Watching both sub processes with strace
generates no output, which is another strong indication for that these byte code compiler processes are stuck in a loop of the native method named above.
here is another stack trace taken with gdb:
gdb -batch -ex bt -p 9527 [Thread debugging using libthread_db enabled] Using host libthread_db library "/lib/x86_64-linux-gnu/libthread_db.so.1". 0x00007fe4a30c8eaf in MemNode::can_see_stored_value(Node*, PhaseTransform*) const () from /opt/java-oracle/jdk1.8/jre/lib/amd64/server/libjvm.so #0 0x00007fe4a30c8eaf in MemNode::can_see_stored_value(Node*, PhaseTransform*) const () from /opt/java-oracle/jdk1.8/jre/lib/amd64/server/libjvm.so #1 0x00007fe4a30c9c74 in LoadNode::Value(PhaseTransform*) const () from /opt/java-oracle/jdk1.8/jre/lib/amd64/server/libjvm.so #2 0x00007fe4a31ac87a in PhaseIterGVN::transform_old(Node*) () from /opt/java-oracle/jdk1.8/jre/lib/amd64/server/libjvm.so #3 0x00007fe4a31a9fcc in PhaseIterGVN::optimize() () from /opt/java-oracle/jdk1.8/jre/lib/amd64/server/libjvm.so #4 0x00007fe4a2ce51a9 in Compile::Optimize() () from /opt/java-oracle/jdk1.8/jre/lib/amd64/server/libjvm.so #5 0x00007fe4a2ce6fea in Compile::Compile(ciEnv*, C2Compiler*, ciMethod*, int, bool, bool, bool) () from /opt/java-oracle/jdk1.8/jre/lib/amd64/server/libjvm.so #6 0x00007fe4a2c34818 in C2Compiler::compile_method(ciEnv*, ciMethod*, int) () from /opt/java-oracle/jdk1.8/jre/lib/amd64/server/libjvm.so #7 0x00007fe4a2cf14da in CompileBroker::invoke_compiler_on_method(CompileTask*) () from /opt/java-oracle/jdk1.8/jre/lib/amd64/server/libjvm.so #8 0x00007fe4a2cf2486 in CompileBroker::compiler_thread_loop() () from /opt/java-oracle/jdk1.8/jre/lib/amd64/server/libjvm.so #9 0x00007fe4a32ae77f in JavaThread::thread_main_inner() () from /opt/java-oracle/jdk1.8/jre/lib/amd64/server/libjvm.so #10 0x00007fe4a32ae8ac in JavaThread::run() () from /opt/java-oracle/jdk1.8/jre/lib/amd64/server/libjvm.so #11 0x00007fe4a3161f78 in java_start(Thread*) () from /opt/java-oracle/jdk1.8/jre/lib/amd64/server/libjvm.so #12 0x00007fe4a481a064 in start_thread (arg=0x7fe43f921700) at pthread_create.c:309 #13 0x00007fe4a454f62d in clone () at ../sysdeps/unix/sysv/linux/x86_64/clone.S:111
The two blocked processes where spawned some time after the main java process.
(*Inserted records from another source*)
PR #558, opened 2021-12-27
Fix src/main/kotlin not being recognised by default

### LINKED ISSUE #524: src/main/kotlin not working out of the box
As of Android Studio Arctic Fox and Android Gradle Plugin 7.0, we do not need to specify the source directories for java:

https://stackoverflow.com/questions/41467453/renaming-java-directory-to-kotlin-in-android-studio

You should also support this out of the box for ktlint.

Goooler:
Closes #524.

### DIFF
--- a/.github/workflows/build-and-check.yml
+++ b/.github/workflows/build-and-check.yml
@@ -120,3 +120,33 @@ jobs:
             ${{ runner.os }}-gradle-wrapper-
       - name: Check ktlint-plugin on samples
         run: ./gradlew ktlintCheck --no-daemon -x :sample:android-app:ktlintCheck :sample:kotlin-mpp-android:ktlintCheck
+
+  check_android_samples:
+    strategy:
+      matrix:
+        os: [ ubuntu-latest, windows-latest ]
+    runs-on: ${{ matrix.os }}
+    needs: build
+    steps:
+      - uses: actions/checkout@v2
+      - name: set up JDK 11
+        uses: actions/setup-java@v2
+        with:
+          java-version: 11
+          distribution: 'zulu'
+      - name: Restore Gradle caches
+        uses: actions/cache@v2
+        with:
+          path: ~/.gradle/caches
+          key: ${{ runner.os }}-gradle-cache-${{ hashFiles('**/*.gradle.kts') }}-${{ hashFiles('**/gradle.properties') }}
+          restore-keys: |
+            ${{ runner.os }}-gradle-cache-
+      - name: Restore Gradle wrapper
+        uses: actions/cache@v2
+        with:
+          path: ~/.gradle/wrapper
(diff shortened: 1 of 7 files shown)


Goooler:
```
KtLintSupportedVersionsTest > Format should successfully finish on sources with style violations > org.jlleitschuh.gradle.ktlint.KtLintSupportedVersionsTest.Format should successfully finish on sources with style violations$ktlint_gradle(GradleVersion, String)[9] FAILED
    java.lang.IllegalStateException at KtLintSupportedVersionsTest.kt:80
        Caused by: org.gradle.tooling.GradleConnectionException at KtLintSupportedVersionsTest.kt:80
            Caused by: org.gradle.launcher.daemon.client.DaemonDisappearedException at DaemonClient.java:249
```

Like an unrelated failure.

.github/workflows/build-and-check.yml
```diff
@@ -67,10 +67,10 @@ jobs:
     needs: build
     steps:
       - uses: actions/checkout@v2
-      - name: set up JDK 1.8
+      - name: set up JDK 11
         uses: actions/setup-java@v2
         with:
-          java-version: 8
+          java-version: 11
           distribution: 'zulu'
```
JLLeitschuh, line 74: We'd like to maintain backwards compatibility with JDK 8, so building with 8 is what we want still.

However, if you'd like to add support for matrix testing with 8, 11, and 17, that would be cool. If you do do that, please make sure that publishing still happens with JDK 8

Goooler: But the min JDK required by AGP is 11 now.

```
* What went wrong:
An exception occurred applying plugin request [id: 'com.android.application', artifact: 'com.android.tools.build:gradle:7.0.4']
> Failed to apply plugin 'com.android.internal.application'.
   > Android Gradle plugin requires Java 11 to run. You are currently using Java 1.8.
     You can try some of the following options:
       - changing the IDE settings.
       - changing the JAVA_HOME environment variable.
       - changing `org.gradle.java.home` in `gradle.properties`.
```

JLLeitschuh: Can you reconfigure the build so that the android tests only execute when executed with the required java version? I'd still like to test the plugin against jdk 1.8 for non-android purposes. Also, does this change mean that we'll drop support for older versions of the Android plugin or are these changes backwards compatible?

@Tapchicoma you understand this much better than I do, can you weigh in here?

Goooler: 😅 No idea.

Goooler: I've add `check_android_bashisms` & `check_android_samples` jobs to check android modules, CC @JLLeitschuh

Goooler:
This should be fixed by #733.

At current (20018-12-05 14:15) htop reports the folowing TIME+
values for these processes:
- 9505 (main): 1291h = 53d 19h ==> ~ Freitag, 12. Oktober 2018 19:00
- 9527 : 509h = 21d 5h => Mittwoch, 14. November 2018 9:00
- 9528 : 494h = 20d 14h => Donnerstag, 15. November 2018 00:00
so it seems as if the server has been started on Okt. 12th but systemctl reports that the server has been started on Nov 9th:
systemctl status cdmserver.service ● cdmserver.service - LSB: Start CDM Server daemon Loaded: loaded (/etc/init.d/cdmserver) Active: active (running) since Fri 2018-11-09 10:47:24 CET; 3 weeks 5 days ago CGroup: /system.slice/cdmserver.service ├─9504 jsvc.exec -home /opt/java-oracle/jdk1.8 -user cdm -jvm server -cp /usr/share/java/commons-daem... └─9505 jsvc.exec -home /opt/java-oracle/jdk1.8 -user cdm -jvm server -cp /usr/share/java/commons-daem...
This matches the information reported by the jvm itself. According to the jvm the server is running since ~627h and thus was started on Nov 9th.
The TIME+ value reported by htop is for sure the sum of all times the 4 cores have been utilized.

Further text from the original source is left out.